Less than 20 % of familial breast cancer patients who undergo genetic testing for BRCA1 and BRCA2 carry a pathogenic mutation in one of these two genes. The GENESIS (GENE SISter) study was designed to identify new breast cancer susceptibility genes in women attending cancer genetics clinics and with no BRCA1/2 mutation. The study involved the French national network of family cancer clinics. It was based on enrichment in genetic factors of the recruited population through case selection relying on familial criteria, but also on the consideration of environmental factors and endophenotypes like mammary density or tumor characteristics to assess potential genetic heterogeneity. One of the initial aims of GENESIS was to recruit affected sibpairs. Siblings were eligible when index cases and at least one affected sister were diagnosed with infiltrating mammary or ductal adenocarcinoma, with no BRCA1/2 mutation.

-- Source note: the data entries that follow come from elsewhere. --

PR #6734, opened 2018-10-11
Still document the `--force` option

deivid-rodriguez:

The problem was that `--force` was no longer mentioned in the 1-17-stable docs, even though it's a first-class option.

My diagnosis was that I completely replaced docs to mention `--redownload` instead, but in this series `--force` is not yet deprecated, so it should be documented.

My fix is to re-document it, and only mention `--redownload` as an alias. 

I chose this fix because that's @colby-swandale's preferred option, and I don't have a strong opinion (the alternative would be to document it only as an alias to `--redownload`, and not the order way around).

### DIFF
--- a/.travis.yml
+++ b/.travis.yml
@@ -47,7 +47,7 @@ env:
 matrix:
   include:
     - rvm: 2.4.1
-      env: RGV=v2.6.8 BUNDLER_SPEC_SUB_VERSION=2.0.0
+      env: RGV=v2.6.8
     # Ruby 2.4, Rubygems 2.6.8 and up
     # Ruby 2.3, Rubygems 2.5.1 and up
     - rvm: 2.2.6
--- a/CHANGELOG.md
+++ b/CHANGELOG.md
@@ -1,3 +1,17 @@
+## 11.7.0.pre.2 (2018-10-11)
+
+Features:
+
+  - Add `--optimistic` and `--strict` options to `bundle add` that sets a version constraint for new gems ([#6553](https://github.com/bundler/bundler/issues/6553), @agrim123)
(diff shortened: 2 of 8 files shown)


colby-swandale:
Thank you! @bundlerbot r+

deivid-rodriguez:
Failures are weird, I don't think they're caused by these doc updates, but they are related to the option deprecations, so I'll have a look!

deivid-rodriguez:
@colby-swandale I fixed some of the failures in 5618aaf025ea9084f2e8e829160e313306461325, we were testing in bundler 2 mode in this branch on a specific matrix entry, for some reason...

The other failures are related to `bundle remove` but the backport of `bundle remove` is not mentioned in the changelog so I'm not sure it's intended?

colby-swandale:
I've cherry-picked `221c64c` into `1-17-stable` which includes patches to resolve the failing specs.

deivid-rodriguez:
Colby, have a look at 5618aaf and https://github.com/bundler/bundler/pull/6734/commits/a875c7e25a2e59df6aec26701e35f18af91fc408 too. I think https://github.com/bundler/bundler/commit/4b40d4d62f98bd1e83d013fd1199c1aee8387f44 is wrong because the scoping to `bundler < 2` is already done on the inner specs that need it. The problem is that we shouldn't be running bundler 2 specs in this branch, so it the `BUNDLER_SPEC_SUB_VERSION=2.0.0` in `.travis.yml` that t's wrong.

deivid-rodriguez:
I don't understand... Feature flags are tested on 1.x stable, they just have different values on this branch. Even if that was needed, what makes the Rubygems 2.6.8 +  ruby 2.4.1 special to be the only matrix entry that needs this flag?

Issue #5992, opened 2017-08-31
Bundler installs unsuitable gem versions on Windows


leoarnold:
**Environments:** (all possible combinations were tested)
* Windows 10 or Windows Server 2012
* Ruby:
   * ruby 2.1.9p490 (2016-03-30 revision 54437) [x64-mingw32]
   * ruby 2.1.9p490 (2016-03-30 revision 54437) [i386-mingw32]
   * ruby 2.0.0p648 (2015-12-16) [x64-mingw32]
   * ruby 2.0.0p648 (2015-12-16) [i386-mingw32]
   * ruby 1.9.3p551 (2014-11-13) [i386-mingw32]
* Gem 2.6.13
* Bundler 1.15.4
* Gemfile:

```ruby
source 'https://rubygems.org'

gem 'nokogiri'
```

**Problem:** Bundler installs a version of Nokogiri which requires `< 2.5, >= 2.2` even though Bundler is running on Ruby `< 2.2`.

```
Fetching nokogiri 1.8.0 (x64-mingw32) # respectivly (x86-mingw32)
Installing nokogiri 1.8.0 (x64-mingw32)
Gem::InstallError: nokogiri requires Ruby version < 2.5, >= 2.2.
An error occurred while installing nokogiri (1.8.0), and Bundler cannot
continue.
Make sure that `gem install nokogiri -v '1.8.0'` succeeds before bundling.
In Gemfile:
  nokogiri
Command exited with code 5
```

**Suspicion:** Bundler chooses the `mingw32` version, but uses the metadata from the mainline gem. In the case of Nokogiri 1.8.0, those differ:
* [nokogiri 1.8.0](https://rubygems.org/gems/nokogiri/versions/1.8.0) requires Ruby `>= 2.1.0`
* [nokogiri 1.8.0 (x86-mingw32)](https://rubygems.org/gems/nokogiri/versions/1.8.0-x86-mingw32) requires Ruby `< 2.5, >= 2.2 `
* [nokogiri 1.8.0 (x64-mingw32)](https://rubygems.org/gems/nokogiri/versions/1.8.0-x64-mingw32) requires Ruby `< 2.5, >= 2.2 `

**Caveat:** Using the `nokogiri` example, the bug cannot be reproduced on Ruby `>= 2.2.0`. This does *NOT* mean that the bug is not there - it's just the case where the differing Ruby version requirements currently overlap.

segiddins:
Please share the output of `bundle env`

[...]

PR #6738, opened 2018-10-12
Make RakeTask spec:deps OS agnostic

leoarnold:
@segiddins encouraged contributions towards support for Windows
https://github.com/bundler/bundler/issues/5992#issuecomment-326809543

As a first step towards this goal this commit introduces safe and
OS agnostic directory traversal in the first pieces of Ruby code
called when setting up a test environment.

See #5992.

File path concatenation explicitly used UNIX style file system separators.

Use `File.join` and `Pathname.join` instead. Define null device explicitly since Ruby 1.8.7 does not know `File::NULL`.

### DIFF
--- a/Rakefile
+++ b/Rakefile
@@ -5,7 +5,8 @@ $:.unshift File.expand_path("../lib", __FILE__)
 require "shellwords"
 require "benchmark"
 
-RUBYGEMS_REPO = if `cd .. && git remote --verbose 2>/dev/null` =~ /rubygems/i
+NULL_DEVICE = (Gem.win_platform? ? "NUL" : "/dev/null")
+RUBYGEMS_REPO = if `git -C "#{File.expand_path("..")}" remote --verbose 2> #{NULL_DEVICE}` =~ /rubygems/i
   File.expand_path("..")
 else
   File.expand_path("tmp/rubygems")
--- a/spec/support/rubygems_ext.rb
+++ b/spec/support/rubygems_ext.rb
@@ -33,17 +33,17 @@ module Spec
 
       ENV["BUNDLE_PATH"] = nil
       ENV["GEM_HOME"] = ENV["GEM_PATH"] = Path.base_system_gems.to_s
-      ENV["PATH"] = [Path.bindir, "#{Path.system_gem_path}/bin", ENV["PATH"]].join(File::PATH_SEPARATOR)
+      ENV["PATH"] = [Path.bindir, Path.system_gem_path.join("bin"), ENV["PATH"]].join(File::PATH_SEPARATOR)
 
       manifest = DEPS.to_a.sort_by(&:first).map {|k, v| "#{k} => #{v}\n" }
-      manifest_path = "#{Path.base_system_gems}/manifest.txt"
+      manifest_path = Path.base_system_gems.join("manifest.txt")
       # it's OK if there are extra gems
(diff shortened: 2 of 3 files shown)


leoarnold:
This contribution has been tested on Windows using AppVeyor:
https://ci.appveyor.com/project/leoarnold/bundler/builds/19449495

Coincidentally, Travis CI just now announced Windows support:
https://blog.travis-ci.com/2018-10-11-windows-early-release

deivid-rodriguez:
@leoarnold Thanks for this! I have a question regarding Windows and path separators. I used to think that best practice was `File.join` indeed, but recently I discovered that ther's apparently no prove that `/` doesn't work on Windows. See https://github.com/rubocop-hq/rubocop/issues/5823, for example.

Does it not work without the `File.join` changes. I'm not saying we shouldn't do it, but if the discussion in the above link is correct, it would only be a matter of style.

spec/support/rubygems_ext.rb
```diff
@@ -33,17 +33,17 @@ def self.setup
...
+      manifest_path = Path.base_system_gems.join("manifest.txt")
       # it's OK if there are extra gems
-      if !File.exist?(manifest_path) || !(manifest - File.readlines(manifest_path)).empty?
+      if !manifest_path.file? || !(manifest - manifest_path.readlines).empty?
         FileUtils.rm_rf(Path.base_system_gems)
         FileUtils.mkdir_p(Path.base_system_gems)
         puts "installing gems for the tests to use..."
         install_gems(DEPS)
-        File.open(manifest_path, "w") {|f| f << manifest.join }
+        File.open(manifest_path.to_s, "w") {|f| f << manifest.join }
```
segiddins: this can now use `Pathname#open`

Rakefile
```diff
@@ -1,14 +1,15 @@
...
 
-$:.unshift File.expand_path("../lib", __FILE__)
+$:.unshift File.expand_path(File.join("..", "lib"), __FILE__)
 require "shellwords"
 require "benchmark"
 
-RUBYGEMS_REPO = if `cd .. && git remote --verbose 2>/dev/null` =~ /rubygems/i
-  File.expand_path("..")
+NULL_DEVICE = (Gem.win_platform? ? "NUL" : "/dev/null")
+RUBYGEMS_REPO = if `git -C #{File.expand_path(File.join("..", ".."), __FILE__)} remote --verbose 2> #{NULL_DEVICE}` =~ /rubygems/i
```
segiddins: I think we need to now quote the path, since it could contain spaces

Rakefile
```diff
@@ -1,14 +1,15 @@
...
+  File.expand_path(File.join("..", ".."), __FILE__)
 else
-  File.expand_path("tmp/rubygems")
+  File.expand_path(File.join("..", "tmp", "rubygems"), __FILE__)
```
segiddins: expanding relative to `__FILE__` in a `Rakefile` isn't necessary, rake chdirs to the directory containing the rakefile

leoarnold:
@deivid-rodriguez Great hint. I was able to confirm this on Windows 10 - even using Ruby 1.8.7. I will adapt the PR.

leoarnold:
@segiddins I added your suggestions to the PR. Thank you for reviewing.

colby-swandale:
@bundlerbot r+

segiddins:
@bundlerbot r+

In addition, unrelated controls and unaffected sisters were recruited. The enrolment of patients, their relatives and their controls, the collection of the clinical, epidemiological, familial and biological data were centralized by a coordinating center. Inclusion of participants started in February 2007 and ended in December 2013. A total of 1721 index cases, 826 affected sisters, 599 unaffected sisters and 1419 controls were included. 98 % of participants completed the epidemiological questionnaire, 97 % provided a blood sample, and 76 % were able to provide mammograms. Index cases were on average 59 years old at inclusion, were born in 1950, and were 49.7 years of age at breast cancer diagnosis. The mean age at diagnosis of affected sisters was slightly higher (51.4 years). The representativeness of the control group was verified. The size of the study, the availability of biological specimens and the clinical data collection together with the detailed and complete epidemiological questionnaire make this a unique national resource for investigation of the missing heritability of breast cancer, by taking into account environmental and life style factors and stratifying data on endophenotypes to decrease genetic heterogeneity.